Dr. Matthew Riley with his dog Bennett
Good boy: Bennett, left, accompanies Dr. Matthew Riley to schools in Kentucky to help children learn about oral hygiene techniques.

Bowling Green, Ky. — A dentist and community educator, Dr. Matthew Riley knows elementary school students aren’t usually captivated by spiels on oral hygiene.

That’s why he brings his affable partner, a three-year-old golden retriever named Bennett, who helps the message sink in.

For the past year or so, Dr. Riley and Bennett have been making the rounds to grade schools in the south central parts of Kentucky where he lives and works. There, the two teach children about oral hygiene techniques. The highlight of the show occurs when Dr. Riley brushes Bennett’s teeth.

“He behaves so well and is so inviting to kids,” Dr. Riley said. “I get dog-specific toothpaste. It’s a way to make oral health and oral hygiene interesting and fun.”

Dr. Riley adopted Bennett while he as still in dental school at the University of Louisville School of Dentistry. On snow days, he found time to train the well-behaved boy, which has made the pup a trustworthy – and, yes, adorable – companion for the school programs. Bennett is close to receiving his certification as a therapy dog, Dr. Riley said, and in addition to the school programs also visits the assisted living facility where his mother works and makes regular appearances in Dr. Riley’s dental office.

An associate in Briarwood Dental in Bowling Green, Dr. Riley said he brings Bennett with him to the office when he knows a young patient with a big treatment plan ahead could use the extra comfort (and after he gets permission from the children’s parents or guardians.)

“We have a special harness I put him in, and then he knows he’s going somewhere fun,” Dr.

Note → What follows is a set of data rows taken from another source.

PR #292, opened 2017-12-15
Adding option to stop at a conditional styling, if it matches (only Xlsx-Files)

sbreiler:
This is:

- [ ] a bugfix
- [x] a new feature

Checklist:

- [x] Code style is respected

What does it change?
Can read & write conditional cell formating with "stopIfTrue"-Option, which would prevent any further condition checks if matched. Only implemented for Xlsx-Files (Xlsx Writer/Reader).


src/PhpSpreadsheet/Style/Conditional.php
```diff
@@ -49,6 +52,13 @@ class Conditional implements IComparable
      */
     private $text;
 
+    /**
+     * Stop on this condition, if it matches
+     *
+     * @var int
```
PowerKiKi: Should be a boolean instead of leaking file format into our model

src/PhpSpreadsheet/Style/Conditional.php
```diff
@@ -28,6 +28,9 @@ class Conditional implements IComparable
     const OPERATOR_NOTCONTAINS = 'notContains';
     const OPERATOR_BETWEEN = 'between';
 
+    const IF_TRUE_STOP = 1;
+    const IF_TRUE_DONT_STOP = 0;
```
PowerKiKi: Should be dropped in favor of boolean

src/PhpSpreadsheet/Writer/Xlsx/Worksheet.php
```diff
@@ -491,6 +491,10 @@ private function writeConditionalFormatting(XMLWriter $objWriter, Phpspreadsheet
                         $objWriter->writeAttribute('text', $conditional->getText());
                     }
 
+                    if( $conditional->getStopIfTrue() === Conditional::IF_TRUE_STOP ) {
```
PowerKiKi: Fix code style with `composer fix` command

sbreiler: Sadly it seems i can't run composer fix on windows - are the three equal-signs a problem?

sbreiler:
@PowerKiKi can you have a look at the changes? As mentioned, i can't seem to run `composer fix` on my windows machine. I would add unit test, if everything else is fine.

src/PhpSpreadsheet/Writer/Xlsx/Worksheet.php
PowerKiKi: You can see a details of what wrong [on Travis](https://travis-ci.org/PHPOffice/PhpSpreadsheet/jobs/317967553#L597).

src/PhpSpreadsheet/Style/Conditional.php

Riley said. “He loves the attention.”

Dr. Riley, who entered private practice right after graduating from dental school in 2016, said visiting classrooms is one way to contribute to community health. He also serves as dental director for his local public health department.

Dr. Riley said he knows the K9 assistance is a little unorthodox, but he thinks having Bennett is a way to make the oral health lessons engaging. Often after visiting a school, Dr. Riley said he hears from parents of students who were eager to brush their teeth that night, citing Bennett’s endorsement.

“It’s hard to teach kids oral health,” he said. “Here you have something that’s fun and exciting that they can remember.”

The effort has drawn attention of media, which featured him on one of his school visits on the local TV news, which was picked up by CNN. The clip has been featured on local news channels throughout the country since then.

The media attention has made Bennett, and Dr. Riley, even more popular in southern Kentucky. Dr. Riley said he’s been getting more and more requests from schools to visit. Dr. Riley said he’s happy to take the requests and will fit in all the visits he can on his days off from practice.

“This allows me to get to those kids I might not otherwise see,” he said.